North of the buildings, the fields have long been fallow, hastening a conversion from farmland to natural prairie. A sliding glass door allows admittance to the farmhouse, the interior obscured by Levolor(tm) blinds in a wood-grain pattern. The lane leads out around the house to the southwest. The discerning can just barely pick out the beginnings of a faint path into the woods towards the southeast.
A shroud of low grey clouds covers the sky, low rolling stratus clouds that despite their grey bellies refuse to send rain. A stiff breeze plays across the dried grass in the fallowed fields, decorated here and there by a green thistle or mottled red milkweed. Erika stands in the herb garden, standing over a row of green leafy plants with a hoe in her hand and a shovel on the ground beside her. She is wearing her familiar white-and-blue cap and tattered jeans, but still sports the borrowed oversize blue sweatshirt. Her back is to the driveway, and she seems quite intent in scraping the dirt out from around the small plants.
For once, Cedric doesn't hurl his yellow MX-5 up the track to the farm as though a thunderwyrm were on his tail. He takes it at a gentler pace, pulling into the yard without any squeal of brakes or wheels, and parks up alongside the barn. "Ahoy ahoy!" he carols out to Erika, whom he spots working on her gardening task.
Erika turns around at the sound of crunching gravel, absently pushing away the blonde strands that the wind throws in her face. "Cedric!" Dropping her hoe on the ground, the girl hops her way across the rows of vegetables, then runs the rest of the way towards the car.

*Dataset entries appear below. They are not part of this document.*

PR #2433, opened 2025-03-19
fix(components): Fix Dismissible Chip Focus

ZakaryH:
### Added

- 

### Changed

- 

### Deprecated

- 

### Removed

- 

### Fixed

- 

### Security

- 

## Testing

Changes can be

---

Random photo of Atlantis

### DIFF
--- a/packages/components/src/Chips/InternalChipDismissible/InternalChipDismissible.tsx
+++ b/packages/components/src/Chips/InternalChipDismissible/InternalChipDismissible.tsx
@@ -1,4 +1,4 @@
-import React from "react";
+import React, { useEffect, useRef } from "react";
 import styles from "./InternalChipDismissible.module.css";
 import { useInternalChipDismissible } from "./hooks";
 import { InternalChipDismissibleInput } from "./InternalChipDismissibleInput";
@@ -17,7 +17,32 @@ export function InternalChipDismissible(props: InternalChipDismissibleProps) {
     handleChipRemove,
     handleCustomAdd,
     handleWrapperKeyDown,
+    setChipRef,
   } = useInternalChipDismissible(props);
+
+  const chipElementsRef = useRef<Map<string, HTMLElement | null>>(new Map());
+
+  // Effect to update refs when chips are rendered
+  useEffect(() => {
+    // Wait for the DOM to be updated
+    setTimeout(() => {
+      if (wrapperRef.current) {
+        const chipElements =
+          wrapperRef.current.querySelectorAll('[role="option"]');
+
+        // Update ref map
+        chipElementsRef.current.clear();
+        sortedVisibleChipOptions.forEach((chip, index) => {
+          const element = chipElements[index] as HTMLElement | undefined;
+
+          if (element) {
+            chipElementsRef.current.set(chip.value, element);
+            setChipRef(index, element);
+          }
+        });
+      }
+    }, 0);
+  }, [sortedVisibleChipOptions, setChipRef, wrapperRef]);
 
   return (
     <div
@@ -27,11 +52,11 @@ export function InternalChipDismissible(props: InternalChipDismissibleProps) {
       onKeyDown={handleWrapperKeyDown}
       role="listbox"
     >
-      {sortedVisibleChipOptions.map(chip => (
+      {sortedVisibleChipOptions.map((chip, index) => (
         <InternalChip
           key={chip.value}
           {...chip}
-          onKeyDown={handleChipKeyDown(chip.value)}
+          onKeyDown={handleChipKeyDown(chip.value, index)}
           onClick={handleChipClick(chip.value)}
           ariaLabel={`${chip.label}. Press delete or backspace to remove ${chip.label}`}
           tabIndex={0}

The girl's spontaneous grin becomes much more demure, and she swallows. "Uh, hello Cedric-rhya."
Cedric springs lithely out of the car like an aristocratic version of the Dukes of Hazzard, revealing that he doesn't drive with his seatbelt fastened. "You're a busy little bee," he grins. "Sowin' and reapin' and weedin' and hoein' and improvin' the shining hour by raisin' fruit and vegetables for your fellow farm inmates, what?"
Erika grins, scuffing her foot at the ground and sending small rocks clattering. "Yeah, Cole asked me to help out with some stuff around here. I guess no one really had a lot of time for gardening this summer, because the tomatos all had yellow leaves and there were all sorts of caterpillars and weeds. It's probably too late this season to help them along, but the soil is good, and there are carrots ready for harvesting." The girl glances up at the sullen sky, then down at Cedric's more cheery face. "So what are you up to?"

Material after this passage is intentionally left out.